Quelles règles pour les cérémonies d'obsèques ?

En ce qui concerne les règles liées aux obsèques, elles ont tendance à évoluer. La semaine dernière, le nombre de personnes admises dans les chambres funéraires, était au nombre de deux, l'accès au crématorium était interdit et le rassemblement au cimetière ne devait pas réunir plus de 10 membres de la famille. Dans les églises, les personnes autorisées à assister à la célébration doivent être séparées d'une rangée et de deux chaises. Il est interdit de poser la main sur le cercueil.

Mais si le 17 mars dernier, le Premier ministre avait interdit de se rendre à une cérémonie d'enterrement, il est revenu sur ce sujet hier soir pour limiter à "une vingtaine" le nombre de personnes autorisées à assister des obsèques, soit "la très proche famille".  

"Ce ne sont pas des conditions humaines pour enterrer les morts"

 

Des mesures qui ajoutent à la souffrance des familles

"C'est une circonstance extrêmement douloureuse pour toutes les familles qui ont recours à nos services, décrit Christian de Cacqueray, dans la mesure où l'essence même de la ritualité funéraire, c'est le regroupement, c'est le collectif, pour se dire l'affection, le soutien, pour accompagner le défunt et sa famille."

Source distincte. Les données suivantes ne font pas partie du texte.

PR #21, opened 2016-09-23
array-range init

dawsonbotsford:


packages/array-range/README.md
```diff
@@ -0,0 +1,15 @@
+## just-union
```
angus-c: just-union -> just-range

Pour le directeur du Service catholique des funérailles (SCF)on touche là à une donnée profondément humaine, anthropologique. "C'est vraiment une blessure faite à notre humanité que de ne pas pouvoir enterrer ses morts."
 

Comment la foi peut nous aider ?

Devant "la profondeur abyssale de la douleur humaine" dans ces circonstances, la foi peut-elle nous aider ? "Si nous restons proches les uns des autres par la pensée, par la prière, alors il y a quelque chose de l'ordre d'un surcroît de vie qui est possible, avance Christian de Cacqueray, mais enfin tout ça au prix de beaucoup de douleur, beaucoup de souffrance, beaucoup d'amputations humaines, psychiques et spirituelles, parce que ce ne sont pas des conditions humaines pour enterrer les morts."

 

Invités

  • Christian de Cacqueray, directeur du Service catholique des funérailles (SCF)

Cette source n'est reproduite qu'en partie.